Beams with web openings - Steel Structures.

One solution to the problem of accommodating services within a  restricted floor  depth is to run the services through openings in the floor beams. Since the size of hole necessary in the beam web will then typically represent a significant proportion of the clear web depth, it may be expected that it will have an effect on structural performance.The easiest way of visualizing this is to draw an analogy between a beam with large rectangular web cut-outs and a Vierendeel girder. Figure 16.16 shows how the presence of the web hole enables the beam to deform locally in a similar manner to the shear type deformation of a Vierendeel panel.

Vierendeel-type action in beam with web openings: (a) overall view, (b) detail of deformed region
Fig. 16.16 Vierendeel-type action in beam with web openings: (a) overall view, (b) detail of
deformed region

These deformations, superimposed on the overall bending effects, lead to increased deflection and additional web stresses.

A particular type of web hole is the castellation formed when a UB is cut, turned and rewelded as illustrated in Fig. 16.17. For the normal UK module geometry this leads to a 50% increase in section depth with a regular series of hexagonal holes.

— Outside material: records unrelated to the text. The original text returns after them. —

PR #3298, opened 2018-01-26
sharding StartProxy replicator used based on configuration

### LINKED ISSUE #3297: DData replicator is always assigned
As @zbynek001 pointed out, after 1.3.3, the Akka.Cluster.Sharding update is no longer binary compatible - the reason for that is that we initialize DistributeData replicator even thou we didn't use it.

The line which causes an issue: https://github.com/akkadotnet/akka.net/blob/e607088d00e60b318897da3f01b8982666a5f6cc/src/contrib/cluster/Akka.Cluster.Sharding/ClusterShardingGuardian.cs#L225

The problem is that I've missed the initialization code. Replicator should not be initialized via explicit `DistributedData.DistributedData.Get(Context.System).Replicator` call, but rather a `Replicator` method defined few lines below: https://github.com/akkadotnet/akka.net/blob/e607088d00e60b318897da3f01b8982666a5f6cc/src/contrib/cluster/Akka.Cluster.Sharding/ClusterShardingGuardian.cs#L252

You can see that error only refers to `StartProxy` command. Standard `Start` command works as designed.

zbynek001:
fixes #3297

### DIFF
--- a/src/contrib/cluster/Akka.Cluster.Sharding/ClusterShardingGuardian.cs
+++ b/src/contrib/cluster/Akka.Cluster.Sharding/ClusterShardingGuardian.cs
@@ -222,7 +222,7 @@ namespace Akka.Cluster.Sharding
                     var coordinatorSingletonManagerName = CoordinatorSingletonManagerName(encName);
                     var coordinatorPath = CoordinatorPath(encName);
                     var shardRegion = Context.Child(encName);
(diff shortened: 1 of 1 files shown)


Aaronontheweb:
Looks like our new Docker container for Linux had some problems. Going to re-run these builds using the previous one.

PR #3299, opened 2018-01-26
AkkaPduCodec performance fixes [remoting]

Aaronontheweb:
Noticed some low-hanging fruit for performance in the `AkkaPduCodec` fixes while I was working on implementing a custom serializer for Akka.Remote today.

This is the class responsible for serializing 100% of message traffic that passes over each Akka.Remote connection.

### DIFF
--- a/src/core/Akka.Remote/Transport/AkkaPduCodec.cs
+++ b/src/core/Akka.Remote/Transport/AkkaPduCodec.cs
@@ -381,24 +381,20 @@ namespace Akka.Remote.Transport
             }
         }
 
-        private static ByteString _heartbeatPdu;
+        /*
+         * Since there's never any ActorSystem-specific information coded directly
+         * into the heartbeat messages themselves (i.e. no handshake info,) there's no harm in caching in the
+         * same heartbeat byte buffer and re-using it.
+         */
+        private static readonly ByteString HeartbeatPdu = ConstructControlMessagePdu(CommandType.Heartbeat);
 
         /// <summary>
-        /// TBD
+        /// Creates a new Heartbeat message instance.
         /// </summary>
-        /// <returns>TBD</returns>
+        /// <returns>The Heartbeat message.</returns>
         public override ByteString ConstructHeartbeat()
         {
-            /*
-             * Since there's never any ActorSystem-specific information coded directly
-             * into the heartbeat messages themselves (i.e. no handshake info,) there's no harm in caching in the
-             * same heartbeat byte buffer and re-using it.
-             */
-            if (_heartbeatPdu == null)
-            {
-                _heartbeatPdu = ConstructControlMessagePdu(CommandType.Heartbeat);
-            }
-            return _heartbeatPdu;
+            return HeartbeatPdu;
         }
 
         /// <summary>
@@ -549,7 +545,7 @@ namespace Akka.Remote.Transport
             get { return ConstructControlMessagePdu(CommandType.DisassociateQuarantined); }
         }
 
-        private ByteString ConstructControlMessagePdu(CommandType code, AkkaHandshakeInfo handshakeInfo = null)
+        private static ByteString ConstructControlMessagePdu(CommandType code, AkkaHandshakeInfo handshakeInfo = null)
         {
             var controlMessage = new AkkaControlMessage() { CommandType = code };
             if (handshakeInfo != null)
--- a/src/core/Akka.Remote/Transport/AkkaPduCodec.cs
+++ b/src/core/Akka.Remote/Transport/AkkaPduCodec.cs
@@ -228,14 +228,19 @@ namespace Akka.Remote.Transport
         /// <returns>TBD</returns>
         public virtual ByteString EncodePdu(IAkkaPdu pdu)
         {
-            ByteString finalBytes = null;
-            pdu.Match()
-                .With<Associate>(a => finalBytes = ConstructAssociate(a.Info))
-                .With<Payload>(p => finalBytes = ConstructPayload(p.Bytes))
-                .With<Disassociate>(d => finalBytes = ConstructDisassociate(d.Reason))
-                .With<Heartbeat>(h => finalBytes = ConstructHeartbeat());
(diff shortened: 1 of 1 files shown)


src/core/Akka.Remote/Transport/AkkaPduCodec.cs
```diff
@@ -228,14 +228,19 @@ protected AkkaPduCodec(ActorSystem system)
         /// <returns>TBD</returns>
         public virtual ByteString EncodePdu(IAkkaPdu pdu)
         {
-            ByteString finalBytes = null;
-            pdu.Match()
```
Aaronontheweb: Get rid of the old `.Match` extension method, which allocates. Replace with a C# 7 `switch` statement instead. Does not allocate.

src/core/Akka.Remote/Transport/AkkaPduCodec.cs
```diff
@@ -228,14 +228,19 @@ protected AkkaPduCodec(ActorSystem system)
...
-                .With<Associate>(a => finalBytes = ConstructAssociate(a.Info))
-                .With<Payload>(p => finalBytes = ConstructPayload(p.Bytes))
-                .With<Disassociate>(d => finalBytes = ConstructDisassociate(d.Reason))
-                .With<Heartbeat>(h => finalBytes = ConstructHeartbeat());
-
-            return finalBytes;
+            switch (pdu)
+            {
+                case Payload p:
```
Aaronontheweb: Change the order in which we filter for events in Akka.Remote serialization; `Payload` makes up the vast majority of network traffic, since that's all of the messages that aren't part of the Akka.Remote association protocol itself. `Payload` was previously handled second, so we always had one case we needed to fall through each time.

`Heartbeat` is the second most frequently used message type, since these are emitted once per second.

src/core/Akka.Remote/Transport/AkkaPduCodec.cs
```diff
@@ -376,13 +381,24 @@ public override ByteString ConstructDisassociate(DisassociateInfo reason)
...
         /// </summary>
         /// <returns>TBD</returns>
         public override ByteString ConstructHeartbeat()
         {
-            return ConstructControlMessagePdu(CommandType.Heartbeat);
+            /*
+             * Since there's never any ActorSystem-specific information coded directly
+             * into the heartbeat messages themselves (i.e. no handshake info,) there's no harm in caching in the
+             * same heartbeat byte buffer and re-using it.
+             */
```
Aaronontheweb: As explained in the comment above: `Heartbeat` messages don't contain any handshake information, therefore the same "heartbeat" message can be used across many different associations and even many different `ActorSystems` without having to be created from scratch each time. We cache this value in a static mutable field on the serializer now. We could probably make this immutable....

src/core/Akka.Remote/Transport/AkkaPduCodec.cs
```diff
@@ -376,13 +381,20 @@ public override ByteString ConstructDisassociate(DisassociateInfo reason)
             }
         }
 
+        /*
+         * Since there's never any ActorSystem-specific information coded directly
+         * into the heartbeat messages themselves (i.e. no handshake info,) there's no harm in caching in the
+         * same heartbeat byte buffer and re-using it.
+         */
+        private static readonly ByteString HeartbeatPdu = ConstructControlMessagePdu(CommandType.Heartbeat);
```
Aaronontheweb: Was able to make this static and immutable as well.

Aaronontheweb:
I'll let the NBench stuff do its thing here, but I'm also going to run a PingPong benchmark locally for comparison. These optimizations are all fairly "micro," but they should noticeably reduce allocations per-remote-message sent by at least 1.

Aaronontheweb:
Bearing in mind that these values aren't scientific because I'm ran them on my personal computer, which has tons of stuff running in the background:


## Before

λ  dotnet run .\RemotePingPong --framework netcoreapp1.1
Messages sent/received per client: 20000  (2e4)

         1,   20000,     60423,     331.72
         5,  100000,     63573,    1573.50
        10,  200000,     64957,    3079.72
        15,  300000,     64103,    4680.37
        20,  400000,     64382,    6213.41
        25,  500000,     63630,    7858.75
        30,  600000,     63379,    9467.96
Done..

λ  dotnet run .\RemotePingPong --framework net461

Castellated beam: (a) basic concept, (b) details of normal UK module geometry
Fig. 16.17 Castellated beam: (a) basic concept, (b) details of normal UK module geometry





Other geometries are possible, including a further increase in depth through the use of plates welded between the two halves of the original beam. Some aspects of the design of castellated beams are covered by the provisions of BS 5950, while more detailed guidance is available in a Constrado publication.

Based on research conducted in the USA, a comparatively simple elastic method for the design of beams with web holes, including a fully worked example, is available.

This uses the concept of an analysis for girder stresses and deflections that neglects the effects of the holes, coupled with checking against suitably modified limiting values. The full list of design checks considered in Reference 14 is:

(1) web shear due to overall bending acting on the reduced web area
(2) web shear due to local Vierendeel bending at the hole
(3) primary bending stresses (little effect since overall bending is resisted princi-
pally by the girder flanges)
(4) local bending due to Vierendeel action
(5) local buckling of the tee formed by the compression flange and the web adjoining the web hole
(6) local buckling of the stem of the compression tee due to secondary bending
(7) web crippling under concentrated loads or reactions near a web hole; as a simple guide,Reference 14 suggests that for loads which act at least (d/2) from the edge of a hole this effect may be neglected
(8) shear buckling of the web between holes; as a simple guide, Reference 14 sug- gests that for a clear distance between holes that exceeds the hole length this effect may be neglected
(9) vertical deflections; as a rough guide, secondary effects in castellated beams may be expected to add about 30% to the deflections calculated for a plain web beam of the same depth (1.5D). Beams with circular holes of diameter (D/2) may be expected to behave similarly, while beams with comparable rectangular holes may be expected to deflect rather more.

As an alternative to the use of elastic methods, significant progress has been made in recent years in devising limit state approaches based on ultimate strength  conditions.A CIRIA/SCI design guide dealing with the topic principally from the point of composite beams is now available. If some of the steps in the 24-point design check of Reference 15 are omitted, the method may be applied to non-composite beams, including composite beams under construction.

The governing condition for a stocky web in the vicinity of a hole is taken as excessive plastic deformation near the opening corners and in the web above and below the opening as illustrated in Fig. 16.18. A conservative estimate of web strength may then be obtained from a moment–shear interaction diagram of the type shown as Fig. 16.19.Values of M0 and V1 in terms of the plastic moment capacity and plastic shear capacity of the unperforated web are given previouly for both plain and reinforced holes; M1 may also be determined in this way. Solution of these equations is tedious, but some rearrangement and simplification are possible so that an explicit solution for the required area of reinforcement may be obtained.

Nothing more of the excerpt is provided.